Testing therapeutic potential
TSRI chemists design ‘miniecosystems’ to test drug function
LA JOLLA, Calif.—Scientists at The Scripps Research Institute are using droplet-sized “miniecosystems” to determine whether a molecule can function as a potential drug. The research was supported by the JPB Foundation.
As the researchers reported in the journal Proceedings of the National Academy of Sciences, in an article entitled, “Antibody selection using clonal cocultivation of Escherichia coli and eukaryotic cells in miniecosystems,” the new method will enable researchers save critical time and funding by simultaneously testing how drug candidates bind to their cellular targets and alter cell function. The Scripps team used the technique to assess the therapeutic potential of antibodies, the focus of much drug discovery research.
According to Dr. Tianqing Zheng, a postdoctoral associate on Scripps Research’s California campus and first author of the new study, “This could save a lot of time in drug discovery by reducing the steps needed to assess drug candidates.” Other authors were Jia Xiea, Zhuo Yangb, Pingdong Taob, Bingbing Shi, Lacey Douthita, Peng Wue and Dr. Richard A. Lerner.
Building on 30 years of research led by study senior author Lerner, who is the Lita Annenberg Hazen Professor of Immunochemistry at Scripps Research, the study takes advantage of antibody phage display, a technology that scientists can use to label and test antibodies for their ability to bind to a biological target. This technology has boosted the development of pharmaceuticals, but there is still a bottleneck: in the vast group of antibodies with a binding affinity for the disease target, there may be only a few antibodies with the right biological functions. Testing these antibodies for function adds time and expense to the drug discovery process.
In the article, the researchers described a method for the rapid selection of functional antibodies, using the co-cultivation of Escherichia coli that produce phage with target eukaryotic cells in very small volumes.
As the article explained, “The antibodies on phage induce selectable phenotypes in the target cells, and the nature of the antibody is determined by gene sequencing of the phage genome. To select functional antibodies from the diverse antibody repertoire, we devised a selection platform that contains millions of picoliter-sized droplet ecosystems. In each miniecosystem, the bacteria produce phage displaying unique members of the antibody repertoire. These phage interact only with eukaryotic cells in the same miniecosystem, making phage available directly for activity-based antibody selection in biological systems.”
Testing for affinity and function at the same time, the miniecosystems are held in the droplets, which contain a mammalian cell and E. coli bacteria. The bacteria produce phage, which stand as carriers for antibody drug candidates, and the antibodies on the surface of the phage are capable of interacting with the mammalian cell in the miniecosystem.

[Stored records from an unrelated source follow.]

PR #1804, opened 2022-02-19
Add `vue/prefer-import-from-vue` rule

### LINKED ISSUE #1780: Rule Proposal: disallow imports from @vue/* dependencies

ota-meshi:
This PR adds `vue/prefer-import-from-vue` rule.
This rule aims to use imports from `'vue'` instead of imports from `'@vue/*'`.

“Co-cultivation of mammalian and bacteria cells in mini-ecosystems makes it possible to select functional antibodies directly with phage display,” Zheng explained.
The mammalian cell in the droplet was engineered to express a fluorescent protein if properly targeted by an antibody, meaning that scientists can test antibody affinity and function in a single step. To confirm the system's function, the researchers whipped up millions of miniecosystems with mammalian cells and bacteria that produce phage-tethered antibodies, which were tested against a receptor on brain cells, called TrkB.
Not only did the system work, but the researchers were surprised to see that the antibodies did a better job at targeting TrkB when attached to phage, rather than the antibody alone. Zheng said that moving forward, they will apply this method to select functional antibodies against other targets of interest.
Describing the significance of the research, the article summarized, “We constructed a library of miniecosystems that can translate the information from antibody phage display directly into signals of biological function, thereby allowing for rapid selection of antibodies with the function of interest. Compared with the conventional phage display platform that can only isolate antibodies based on their binding affinity toward antigens, our new method bypasses the step of affinity-based selection, and the selection is based purely on the activity of antibodies in a biological system without concern for their relative affinity for antigens. This new method bridges the gap, which has existed for almost three decades, between affinity-and activity-based antibody selection for phage display of combinatorial antibody libraries, thus advancing antibody drug discovery.”